I have two data frame as below:
df1
NAME FOLLOWS
san big supa
san EAU
san simulate
san spang
glyn guido
glyn claire
glyn vincent
glyn dan
glyn peter
glyn EAU
df2
FOLLOWS
guido
vincent
EAU
EUSC
brian
simulate
peter
I would like to count matches betweendf1$FOLLOWS and df2$FOLLOWS for each NAME in df1 and also the length of df1$FOLLOWS for each NAME in df1. For these data frame, I am expecting output like this:
df3
NAME LENGTH_FOLLOWS COUNT_Match
san 4 2
glyn 6 4
You can merge df1 with df2 first which will keep only values present in df1. then you can simply count the instance.
library(sqldf)
sqldf('select NAME, count(NAME) as LENGTH_FOLLOWS , count(Actual_F) as COUNT_Match from (select t1.*, t2.FOLLOWS as Actual_F from df1 t1 left join df2 t2 on t1.FOLLOWS=t2.FOLLOWS) group by NAME')
Or using base R
df1$index=match(df1$FOLLOWS, df2$FOLLOWS)

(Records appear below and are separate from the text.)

PR #30, opened 2021-10-20
Specify status sync in ManifestWork

qiujian16:

### DIFF
--- a/enhancements/sig-architecture/29-manifestwork-status-feedback/README.md
+++ b/enhancements/sig-architecture/29-manifestwork-status-feedback/README.md
@@ -227,6 +227,12 @@ status:
           version: v1
 ```
 
+The returned value must be a scalar value, and the work agent should check the type of the returned value. The work agent should
+treat the status that a value "ISNotFound" or "TypeMismatch" separately. If the path of the interestedValue is not found in the
+status of the resource, this values should be ignored. If the path of the interestedValue is valid, but the type of the value is
+not scalar, e.g a list or map, the condition of "StatusFeedbackAvailable" should be set false and a message shoud be added to
+indicate that which intrestedValue cannot be obtained
+
 #### Status update frequency
 
 Ideally the work agent should have a informer for each applied resource to update interestedValue. It will need to
--- a/enhancements/sig-architecture/29-manifestwork-status-feedback/README.md
+++ b/enhancements/sig-architecture/29-manifestwork-status-feedback/README.md
@@ -47,7 +47,7 @@ In the spec of `ManifestWork`, add a new field
 type ManifestWorkSpec struct {
     ...
 	// StatusFeedback defines the option to return status of applied resource
-	StatusFeedbackOptions []StatusFeedbackOption `json:"statusFeedbackOption,omitempty"`
+	StatusFeedbacks []StatusFeedbackOption `json:"statusFeedbacks,omitempty"`
 }
 
 type StatusFeedbackOption struct {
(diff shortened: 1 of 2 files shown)


enhancements/sig-architecture/29-manifestwork-status-feedback/README.md
```diff
@@ -0,0 +1,243 @@
...
+
+In the spec of `ManifestWork`, add a new field 
+
+```go
+
+// ManifestWorkSpec represents a desired configuration of manifests to be deployed on the managed cluster.
+type ManifestWorkSpec struct {
+    ...
+	// StatusFeedback defines the option to return status of applied resource
+	StatusFeedbackOptions []StatusFeedbackOption `json:"statusFeedbackOption,omitempty"`
```
deads2k, line 50: nit: "options" suffix is unnecessary

enhancements/sig-architecture/29-manifestwork-status-feedback/README.md
```diff
@@ -0,0 +1,243 @@
...
+
+type StatusFeedbackOption struct {
+	// ResourceIdentifier represents the group, resource, name and namespace of a resoure.
+	// It must match to a resource defined in spec.workload.manifests
+	// +required
+	ResourceIdentifier ResourceIdentifier `json:"resourceIdentifier"`
+
+	// FeedbackOption defines the option of how status can be returned.
+	// It is IntrestedField only today, but can be extend to others in the future.
+	FeedbackOption string `json:"feedbackOption"`
```
deads2k, line 61: put this into its own struct alongside InterstedFields

enhancements/sig-architecture/29-manifestwork-status-feedback/README.md
```diff
@@ -0,0 +1,243 @@
...
+### Upgrade Strategy
+It will need upgrade on CRD of ManifestWork on hub cluster, and upgrade of work agent on managed cluster.
+
+### Version Skew Strategy
+- The StatusFeedback field is optional, and if it is not set, the manifestwork can be correctly treated by work agent with elder version
+- The elder version work agent will ignore the StatusFeedback field.
+
+## Alternatives
+
+### Return raw status data of the applied resource.
```
deads2k, line 235: Glad to see this section filled in.  I think this analysis is correct.

enhancements/sig-architecture/29-manifestwork-status-feedback/README.md
```diff
@@ -0,0 +1,253 @@
...
+	// +required
+	ResourceIdentifier ResourceIdentifier `json:"resourceIdentifier"`
+
+	// FeedBackRules defines the returned resource status feedback
+	FeedbackRule FeedbackRule `json:"feedbackRule"`
+}
+
+type FeedbackRule struct {
+	// Type defines the option of how status can be returned.
+	// It is IntrestedField only today, but can be extend to others in the future.
```
deads2k, line 65: nit: typo interested

enhancements/sig-architecture/29-manifestwork-status-feedback/README.md
```diff
@@ -0,0 +1,253 @@
...
+	Type string `json:"type"`
+
+	// InterstedFields defines the status fields to be synced for a manifest
+	// An interstedValues will be updated in certain manifest status of the manifestwork.status.
+	InterestedFields []InterestedResourceField `json:"interestedFields,omitempty"`
```
deads2k, line 70: In usage, it seems like the same sorts of fields will be requested many times.  Every deployment will likely have an available replica count of something similar.  This can result in subtly different alias names and perhaps even the same alias with different jsonpaths.

While I agree that a design goal of allowing any CustomResource to have a field extracted is valuable, it seems like making the common-case easy and consistent has significant value.  Can add a section to the "alternatives considered" section that shows what an API that allows for some well-known options like the workload status that has `Replicas`, `ReadyReplicas`, and `AvailableReplicas`

qiujian16: Added another mode WellKnownStatus so with that use does not need to specify json path. The returned value will have the fixed name.

deads2k:
> Added another mode WellKnownStatus so with that use does not need to specify json path. The returned value will have the fixed name.

I think this will help a lot with consistency of consumption.  The design looks implementable to me and the rest of the API shape looks like things we can work out in an API PR.

/lgtm
/hold

holding for 48 hours in case there are reviewers also looking at the new updates.

enhancements/sig-architecture/29-manifestwork-status-feedback/README.md
```diff
@@ -0,0 +1,243 @@
...
+        - lastTransitionTime: "2021-10-14T14:59:09Z"
+          message: Resource is available
+          reason: ResourceAvailable
+          status: "True"
+          type: Available
+        statusFeeback:
+          interestedValues:
+          - fieldValue:
+              integer: 1
+              type: integer
```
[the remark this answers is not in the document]
yue9944882: IIUC all the feedbacks will be treated as plain yaml content for any kind of resource. currently supported types in yaml are:

- null
- boolean
- float
- integer
- string
- list
- map

i think we dont need to deal w/ int-or-string specifically. just clarify the failure path when the expected type in the spec doesnt match the actual feedback will be sufficient. e.g. say if we asserted `boolean` but the result turns out to be a string, then how should that be reflected in the status? my first thought is that we should explicitly show the failures to the feedback consumers, the feedback should deliver the message accurately otherwise it can be extra complex for a consumer (e.g. a multi-cluster operator) to read the feedback.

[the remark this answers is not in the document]
qiujian16: Added a section to indicate error checking.

yue9944882 (commented):
/lgtm

PR #36, opened 2021-11-16
Running deployments of cluster-manager and klusterlet outside of Hub and ManagedCluster

xuezhaojun:
Signed-off-by: xuezhaojun <zxue@redhat.com>

### DIFF
--- a/enhancements/sig-architecture/33-detached-deploy-mode/detached-deploy-mode.md
+++ b/enhancements/sig-architecture/33-detached-deploy-mode/detached-deploy-mode.md
@@ -1,0 +1,265 @@
+# Running deployments of cluster-manager and klusterlet outside of Hub and ManagedCluster
+
+## Release Signoff Checklist
+
+- [ ] Enhancement is `implementable`
+- [ ] Design details are appropriately documented from clear requirements
+- [ ] Test plan is defined
+- [ ] Graduation criteria for dev preview, tech preview, GA
+- [ ] User-facing documentation is created in [website](https://github.com/open-cluster-management/website/)
+
+## Summary
+
+The proposed work would support running deployments of cluster-manager and klusterlet outside of Hub and ManagedCluster. 
+
+## Motivation
+
+Currently, the cluster manager and klusterlet should be deployed on the hub/managed cluster, it is mandatory to expose the hub cluster to the managed cluster even if the managed cluster resides in an insecure environment. 
+
+To address this, we propose to provide an option for running cluster-manager/klusterlet outside of the hub/managed cluster.
+
+This ability will bring some additional possible benefits:
+* We can leverage compute resources better by running several cluster-managers/klusterlets deployments on the same powerful cluster; it also enhances our management of all deployments.
+* The footprints of the hub/managed cluster can be reduced.
+* We can use this ability to run the klusterlet on the hub cluster, so we do not need to expose the hub cluster to the managed cluster, and accordingly, we expose the managed cluster to the hub.
+
+### Goals
+
+* Support deploy cluster-manager outside of the hub cluster.
+* Support deploy klusterlet outside of the managed cluster.
+
+### Non-Goals
+
+* Support deploy addons agents outside of the managed cluster.(TBD)
+* Authenticate managed cluster without using CSR(CertificateSigningRequest).
+
+## User Stories
+
+### Story1
+
+As a managed cluster administrator, I hope as few as possible workloads running in my cluster while the cluster can be managed by the hub.
+
+### Story2
+
+As an administrator of several Hubs, I want to run all deployments in one place for a better management experience,
+### Story3
+
+As a hub cluster administrator, on the premise that an untrusted cluster can be managed, I do not want the cluster to talk to the hub cluster directly. 
+
+### The Comparison Between "Detached mode" and "Push mode"
+
+They both can solve the same "untrusted cluster" issue in the network. 
+
+But the "push mode" will need listwatch on multiple spokes, which has been proven to be not scalable in kubefed since a single controller will consume a lot of memory.
+
+However, in the "detached mode", there is no such a "center controller" to "monitor" every spoke. Instead, it could even distribute the computation in multiple nodes. 
+
+## Proposal
+
+Introduce a mode of deploying, named "Detached" mode, which means deploying cluster-manager/klusterlet outside of the hub/managed cluster.
+
+### Architecture
+
+#### Architecture of Detached cluster-manager
+
+```
+        +---------------------------------------------------------+                                               
+        |  management-cluster                                     |                                               
+        |                                                         |                                               
+        |  +----------------+  +-------------+ +------------+     |                                               
+        |  |deployment:     |  | deployment: | |deployment: |     |                                               
+        |  |cluster-manager |  | registration| |placement   | etc.|                                               
+        |  |                |  |             | |            |     |                                               
+        |  +------|---------+  +------|------+ +------|-----+     |                                               
+        |         |                   |               |           |                                               
+        +---------|-------------------|---------------|-----------+                                               
+                  |                   |               |                                                           
+                  |--------------|--------------------+                                                           
+                                 |watch,create,update,delete...                                                   
+                                 |                                                                                
+        +------------------------v--------------------------------+                                               
+        |  hub-cluster                                            |       registrater       +-----------------+   
+        |                                                         <-------------------------> managed cluster |   
+        |  +-------+ +-----------+ +---------------+              |                         +-----------------+   
+        |  | CRDs  | |APIServices| |Configurations | etc.         |                                               
+        |  |       | |           | |               |              |                                               
+        |  +-------+ +-----------+ +---------------+              |                                               
+        +---------------------------------------------------------+
+```
+
+The **hub-cluster** is where hub is installed and where the cluster agent should register.
+ 
+The **management-cluster** is the cluster where deployments are actually running on. The deployments of several hub-clusters could run in one management-cluster and be divided by different namespaces.
+
+Note that cluster-manager is deploy on **management-cluster** but configed with a kubeconfig secret named ”external-hub-kubeconfig”. The secret is a cluster-admin kubeconfig of the **hub-cluster** and installed in the same namespace as other hub components.
+
+#### Architecture of Detached klusterlet
+
+```
+                      +--------------+                                                                            
+                      |  hub cluster |                                                                            
+                      +-------^------+                                                                            
+                              |                                                                                   
+                              |                                                                                   
+                              |                                                                                   
++-----------------------------|------------------------------------+                                              
+|  management-cluster                                              |                                              
+|                                                                  |                                              
+| +--------------+  +--------------------+  +---------------+      |                                              
+| | deployment:  |  | deployment:        |  | deployment:   |  etc.|                                              
+| | klusterlet   |  | registration-agent |  | work-agent    |      |                                              
+| +------|-------+  +--------------------+  +-------|-------+      |                                              
+|        |                    |                     |              |                                              
++--------|--------------------|---------------------|--------------+                                              
+         |                    |                     |                                                             
+         |                    |                     |                                                             
+         ---------------------|----------------------                                                             
+                              | watch,create,update,delete...                                                     
+                              |                                                                                   
++-----------------------------v------------------------------------+                                              
+|  managed-cluster                                                 |                                              
+|                                                                  |                                              
+|  +----------------------+   +----------------------+             |                                              
+|  | CRDs:                |   | Configurations:      |             |                                              
+|  | clusterClaim         |   | role,rolebinding,sa  |   etc.      |                                              
+|  | appliedmanifestwork  |   |                      |             |                                              
+|  +----------------------+   +----------------------+             |                                              
++------------------------------------------------------------------+  
+```
+
+- The managed-cluster is the cluster managed by the hub cluster, manifestwork will be deployed onto this cluster.
+- The management-cluster is the cluster where Klusterlet related deployments are actually running.
+
+The managed cluster will not connect to the hub cluster, all things done by the management cluster. The management cluster could be the hub cluster, it could be another third-party cluster as well.
+
+In Detached mode, the "klusterlet.spec.namespace" will be ignored, all agent components will be installed to the namespace with the same name as klusterlet. The other thing to note is that users are responsible for creating an `external-managed-kubeconfig` in the agent installation namespace, Klusterlet-operator will use this kubeconfig to get a new minimum permission kubeconfig for the managed cluster, then render it to registration-agent and work-agent.
+
+In addition, the addons agents are not considered to be deployed outside of the managed cluster currently. Here are some reasons:
+* In Detached mode, the deploying of addon-agent will be more complex: the addon-agents deployment runs on the management cluster; the role, service account, rolebindings runs on the managed cluster; maybe there will be some other things that need to be deployed and we don’t know where they should be deployed.
+* We are not sure that all addons agents pods can run on the management cluster, maybe some addons agents running on the management cluster will cause the function to fail.
+
+#### Architecture of a combined usage of both side
+
+```
+                    +-----------------------------------------------------------------+                                 
+                    | mnagement-cluster                                               |                                 
+                    |                                                                 |                                 
+                    | cluster-manager                         klusterlet              |                                 
+                    | +-------------------+                   +-------------------+   |                                 
+                    | | +-------------------+                 | +-------------------+ |                                 
+                    | | |                 | |<--------------->| |                 | | |                                 
+                    | +-|-----------------+ |                 +-|-----------------+ | |                                 
+                    |   +-------------------+                   +-------------------+ |                                 
+                    +-------|----------------------------------------------|----------+                                 
+                            |                                              |                                            
+                            |     <private cloud>  |-----------------------|----------------------
+                            |                      |  <public cloud>       |                                            
+                   watch,create,update,delete...   |         watch,create,update,delete...                               
+                            |                      |                       |                                            
+                    +-------v-----------+          |           +-----------v-----------+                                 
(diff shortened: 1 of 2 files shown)


enhancements/sig-architecture/33-hosted-deploy-mode/hosted-deploy-mode.md
```diff
@@ -0,0 +1,217 @@
...
+### Architecture
+
+#### Architecture of Detached cluster-manager
+
+```
+        +---------------------------------------------------------+                                               
+        |  management-cluster                                     |                                               
+        |                                                         |                                               
+        |  +----------------+  +-------------+ +------------+     |                                               
+        |  |deployment:     |  | deployment: | |deployment: |     |
```
qiujian16, line 63: registration manager/placement manager I do no think we have work manager on hub

enhancements/sig-architecture/33-hosted-deploy-mode/hosted-deploy-mode.md
```diff
@@ -0,0 +1,217 @@
...
+        |  |       | |           | |               |              |                                               
+        |  +-------+ +-----------+ +---------------+              |                                               
+        +---------------------------------------------------------+
+```
+
+The **hub-cluster** is where hub is installed and where the cluster agent should register.
+ 
+The **management-cluster** is the cluster where deployments are actually running on. The deployments of several hub-clusters could run in one management-cluster and be divided by different namespaces.
+
+Note that cluster-manager is deploy on **management-cluster** but configed with a kubeconfig secret named ”external-hub-kubeconfig” which is a cluster-admin kubeconfig of the **hub-cluster**.
```
qiujian16, line 87: in which ns?

enhancements/sig-architecture/33-hosted-deploy-mode/hosted-deploy-mode.md
```diff
@@ -0,0 +1,217 @@
...
+* In Detached mode, the deploying of addon-agent will be more complex: the addon-agents deployment runs on the management cluster; the role, service account, rolebindings runs on the managed cluster; maybe there will be some other things that need to be deployed and we don’t know where they should be deployed.
+* We are not sure that all addons agents pods can run on the management cluster, maybe some addons agents running on the management cluster will cause the function to fail.
+
+#### Architecture of a combined usage of both side
+
+```
+                    +-----------------------------------------------------------------+                                 
+                    | mnagement-cluster                                               |                                 
+                    |                                                                 |                                 
+                    | deployments of hub                      deployments of agent    |
```
qiujian16, line 140: let's call it cluster-manager and klusterlet

enhancements/sig-architecture/33-hosted-deploy-mode/metadata.yaml
```diff
@@ -0,0 +1,13 @@
...
+  - "@xuezhaojun"
+  - "@zhujian7"
+reviewers:
+  - "@qiujian16" 
+approvers:
+  - "@qiujian16"
+creation-date: 2021-11-16
+last-updated: 2021-11-16
+status: provisional
+see-also:
```
qiujian16, line 12: no need for this section

enhancements/sig-architecture/33-hosted-deploy-mode/metadata.yaml
```diff
@@ -0,0 +1,13 @@
+title: hosted-deploy-mode
+authors:
+  - "@xuezhaojun"
+  - "@zhujian7"
+reviewers:
+  - "@qiujian16" 
+approvers:
+  - "@qiujian16"
```
qiujian16, line 8: add @zhiweiyin318 and @elgnay as reviewers also.

qiujian16:
I think it is clear to me
/approve

/assign @zhiweiyin318 
/assign @elgnay

clyang82:
Could you list a real use case for this proposal? for example, I have a hub cluster is installed in private network while the managed cluster is in public cloud. right now, the managed cluster cannot connect to the hub cluster. so with this enhancement, how can I deploy the management cluster to achieve my goal? Thanks.

enhancements/sig-architecture/33-hosted-deploy-mode/hosted-deploy-mode.md
xuezhaojun: Done. Replace work with placement

enhancements/sig-architecture/33-hosted-deploy-mode/hosted-deploy-mode.md
xuezhaojun: Updated.

xuezhaojun:
> Could you list a real use case for this proposal? for example, I have a hub cluster is installed in private network while the managed cluster is in public cloud. right now, the managed cluster cannot connect to the hub cluster. so with this enhancement, how can I deploy the management cluster to achieve my goal? Thanks.

Thanks for the review, in this case, I think the proper approach is to use the hub-cluster as "management-cluster" and run klusterlet and deployments on it.
But I think we're not there yet, so far we have done the job that separate CRDs and deployments, therefore deployments of klusterlet and cluster-manager could run in the same cluster. Still, the managed cluster needs to send csr to the hub cluster.

Please correct me if I got something wrong. @zhujian7 @qiujian16  And Do we need to have a discussion about how to make deployments communicate directly?

qiujian16:
@xuezhaojun I think we should describe this use case in the doc. I do not think csr matters here, because csr in this case is created on hub.

enhancements/sig-architecture/33-detached-deploy-mode/detached-deploy-mode.md
```diff
@@ -0,0 +1,217 @@
...
+        |  |       | |           | |               |              |                                               
+        |  +-------+ +-----------+ +---------------+              |                                               
+        +---------------------------------------------------------+
+```
+
+The **hub-cluster** is where hub is installed and where the cluster agent should register.
+ 
+The **management-cluster** is the cluster where deployments are actually running on. The deployments of several hub-clusters could run in one management-cluster and be divided by different namespaces.
+
+Note that cluster-manager is deploy on **management-cluster** but configed with a kubeconfig secret (in the `open-cluster-management` namespace) named ”<cluster-manager-name>-hub-kubeconfig” which is a cluster-admin kubeconfig of the **hub-cluster**.
```
zhujian7, line 87: `<cluster-manager-name>-hub-kubeconfig` means for the external hub kubeconfig? Please confirm it is always deployed in the `open-cluster-management`?

enhancements/sig-architecture/33-detached-deploy-mode/detached-deploy-mode.md
```diff
@@ -0,0 +1,217 @@
...
+|  +----------------------+   +----------------------+             |                                              
++------------------------------------------------------------------+  
+```
+
+- The managed-cluster is the cluster managed by the hub cluster, manifestwork will be deployed onto this cluster.
+- The management-cluster is the cluster where Klusterlet related deployments are actually running.
+
+The managed cluster will not connect to the hub cluster, all things done by the management cluster. The management cluster could be the hub cluster, it could be another third-party cluster as well.
+
+In Detached mode, the "klusterlet.spec.namespace" will be ignored, all agent components will be installed to the namespace named <klusterlet's name>-open-cluster-management-agent. The other thing to note is that users are responsible for creating an external-managed-kubeconfig in the agent installation namespace, Klusterlet-operator will use this kubeconfig to get a new minimum permission kubeconfig for the managed cluster, then render it to registration-agent and work-agent.
```
zhujian7, line 128:
```suggestion
In Detached mode, the "klusterlet.spec.namespace" will be ignored, all agent components will be installed to the namespace with the same name as klusterlet. The other thing to note is that users are responsible for creating an `external-managed-kubeconfig` in the agent installation namespace, Klusterlet-operator will use this kubeconfig to get a new minimum permission kubeconfig for the managed cluster, then render it to registration-agent and work-agent.
```

enhancements/sig-architecture/33-detached-deploy-mode/detached-deploy-mode.md
xuezhaojun: Yes, `<cluster-manager-name>-hub-kubeconfig` means the external hub kubeconfig.  And the current approach is all of cluster-manager's external-hub-kubeconfig will be depolyed in the `open-cluster-management` namespace.

zhujian7: Users create `<cluster-manager-name>-hub-kubeconfig` in `open-cluster-management` ns, then the operator copy it to the installation ns?

xuezhaojun: It could be: operator use this <cluster-manager-name>-hub-kubeconfig to generate proper SA-kubeconfig and install them in respective installation ns.

enhancements/sig-architecture/33-detached-deploy-mode/detached-deploy-mode.md
xuezhaojun: The commit is squshed to and sign information.

xuezhaojun:
> have a hub cluster is installed in private network while the managed cluster is in public cloud. right now, the managed cluster cannot connect to the hub cluster.

The use case is added.

enhancements/sig-architecture/33-detached-deploy-mode/detached-deploy-mode.md
```diff
@@ -0,0 +1,223 @@
...
+                    +-------v-----------+                     +------------v----------+                                 
+                    |hub                |                     |managed cluster        |                                 
+                    |                   |     logically       |                       |                                 
+                    | +--------+        |<------------------->| +--------+            |                                 
+                    | | CRDs...|        |                     | |CRDs... |            |                                 
+                    | +--------+        |                     | +--------+            |                                 
+                    +-------------------+                     +-----------------------+     
+```
+
+A real use case would be: The hub cluster is installed in **private network** while the managed cluster is in public cloud. right now, the managed cluster cannot connect to the hub cluster. **It also means deployments on managed cluster can not apply any resources to the hub cluster directly**.
```
xuezhaojun, line 160: @clyang82  Hello, Chunlin, we have added a real use case here, please have a review and see whether it's clear for you. Thanks~

xuezhaojun: @qiujian16 The use case is added now, please also have a review, thanks~

xuezhaojun: Updated this part, the link has outdated.

enhancements/sig-architecture/33-detached-deploy-mode/detached-deploy-mode.md
```diff
@@ -0,0 +1,224 @@
...
+                    +-------v-----------+          |           +-----------v-----------+                                 
+                    |hub                |          |           |managed cluster        |                                 
+                    |                   |     logic|ally       |                       |                                 
+                    | +--------+        |<- - - - -|- - - - - >| +--------+            |                                 
+                    | | CRDs...|        |          |           | |CRDs... |            |                                 
+                    | +--------+        |          |           | +--------+            |                                 
+                    +-------------------+          |           +-----------------------+     
+```
+
+A real use case would be: The hub cluster is installed in a **private network** while the managed cluster is in a public cloud. right now, the managed cluster cannot connect to the hub cluster. **It also means deployments on managed cluster can not apply any resources to the hub cluster directly**.
```
xuezhaojun, line 161: @clyang82 @qiujian16   Hello, we have added a real use case here, please have a review and see whether it's clear for you. Thanks~

enhancements/sig-architecture/33-detached-deploy-mode/detached-deploy-mode.md
xuezhaojun: Solved, apply secret after namespace is created

enhancements/sig-architecture/33-detached-deploy-mode/detached-deploy-mode.md
ryanzhang-oss: quick question, in the above case. Is there any reason that the cluster-manager controllers need to be in the management cluster?

ryanzhang-oss:
I wonder if there an implementation PR for this proposal?

enhancements/sig-architecture/33-detached-deploy-mode/detached-deploy-mode.md
```diff
@@ -0,0 +1,224 @@
...
+## Motivation
+
+Currently, the cluster manager and klusterlet should be deployed on the hub/managed cluster, it is mandatory to expose the hub cluster to the managed cluster even if the managed cluster resides in an insecure environment. 
+
+To address this, we propose to provide an option for running cluster-manager/klusterlet outside of the hub/managed cluster.
+
+This ability will bring some additional possible benefits:
+* We can leverage compute resources better by running several cluster-managers/klusterlets deployments on the same powerful cluster; it also enhances our management of all deployments.
+* The footprints of the hub/managed cluster can be reduced.
+* We can use this ability to run the klusterlet on the hub cluster, so we do not need to expose the hub cluster to the managed cluster, and accordingly, we expose the managed cluster to the hub (A bit like Pull Mode to Push Mode).
```
ryanzhang-oss, line 24: I wonder if this approach makes the management cluster a performance bottleneck? What is the advantage of running Klusterlets in a management cluster vs a pure push model?

enhancements/sig-architecture/33-detached-deploy-mode/detached-deploy-mode.md
```diff
@@ -0,0 +1,224 @@
...
+
+As a managed cluster administrator, I hope as few as possible workloads running in my cluster while the cluster can be managed by the hub.
+
+### Story2
+
+As a hub cluster administrator, on the premise that an untrusted cluster can be managed, I do not want the cluster to talk to the hub cluster directly.
+
+### Story3
+
+As an administrator of several Hubs, I want to run all deployments in one place for a better management experience,
```
ryanzhang-oss, line 48: IIRC, this is a fleet of a fleet case. Would it make sense to create a uber hub cluster to manage all the hub clusters as member clusters instead?

enhancements/sig-architecture/33-detached-deploy-mode/detached-deploy-mode.md
```diff
@@ -0,0 +1,224 @@
...
+
+## User Stories
+
+### Story1
+
+As a managed cluster administrator, I hope as few as possible workloads running in my cluster while the cluster can be managed by the hub.
+
+### Story2
+
+As a hub cluster administrator, on the premise that an untrusted cluster can be managed, I do not want the cluster to talk to the hub cluster directly.
```
ryanzhang-oss, line 44: This seems to be a call for a push model

enhancements/sig-architecture/33-detached-deploy-mode/detached-deploy-mode.md
xuezhaojun: That's a good point! The controller could be running in the hub cluster too in the above case.
In practice, I got a case that the management cluster is super powerful, and the customer wants to leverage it for serval hub clusters, therefore hub clusters could be very light-weigh.

enhancements/sig-architecture/33-detached-deploy-mode/detached-deploy-mode.md
xuezhaojun: Yes, that's right. It could be solved by a push model as well.

enhancements/sig-architecture/33-detached-deploy-mode/detached-deploy-mode.md
xuezhaojun: We had a case that a customer has a super-powerful machine and want to use it to run every deployment of each hub cluster. So base on this situation, the management cluster would be a bottleneck, but if the situation changes, we might need to use another approach. 
For the advantage, I would say the compatibility since there are no API changes. @zhujian7  Feel free to add more.
And CSR is still needed for this.

enhancements/sig-architecture/33-detached-deploy-mode/detached-deploy-mode.md
xuezhaojun: In this case, we aim to do no management. Instead, for example,  we can easily collect logs, metrics, and other data of running pods from all hubs.

enhancements/sig-architecture/33-detached-deploy-mode/detached-deploy-mode.md
qiujian16: @xuezhaojun I think it worth writing a section to compare it with push mode (cons and pros). I think a push mode will need listwatch on multiple spokes, which has been proven to be not scalable in kubefed since a single controller will consume a lot of memory. Running klusterlet separated distribute the computation to multiple pods. It might be good to consider even in push case, we still have workers for each different spoke.

enhancements/sig-architecture/33-detached-deploy-mode/detached-deploy-mode.md
qiujian16: this is interesting. We had discussion before on such uber hub idea. The thing that is not clear is what scenario want to achieve with this uber hub. Do we just want to provide a index so the request can be proxied to a certain second level hub or we want a higher level coordination, or just checking the status of the clusters. I think scalability also needs to be considered with this uber hub. a single can support manage than 2k cluster today. A uber hub might need to managed 10/100 times more.

enhancements/sig-architecture/33-detached-deploy-mode/detached-deploy-mode.md
xuezhaojun: The content added.

ryanzhang-oss: good point, the push model shouldn't require to run all of them in the same pod.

aggregate(cbind(df1$FOLLOWS,df1$index), by = list(df1$NAME) , FUN = function(x) length(x[!is.na(x)]))
Here is an option using data.table. Convert the first data.frame to 'data.table' (setDT(df1)) and join on with the 'df2' to create an index column ('ind'). Then, grouped by 'NAME', we get the number of rows (.N) and the sum of logical vector of non-NA elements in 'ind'
library(data.table)
setDT(df1)[df2, ind := 1, on = .(FOLLOWS)]
df1[, .(LENGTH_FOLLOWS = .N, COUNT_MATCH = sum(!is.na(ind))), NAME]
# NAME LENGTH_FOLLOWS COUNT_MATCH
#1: san 4 2
#2: glyn 6 4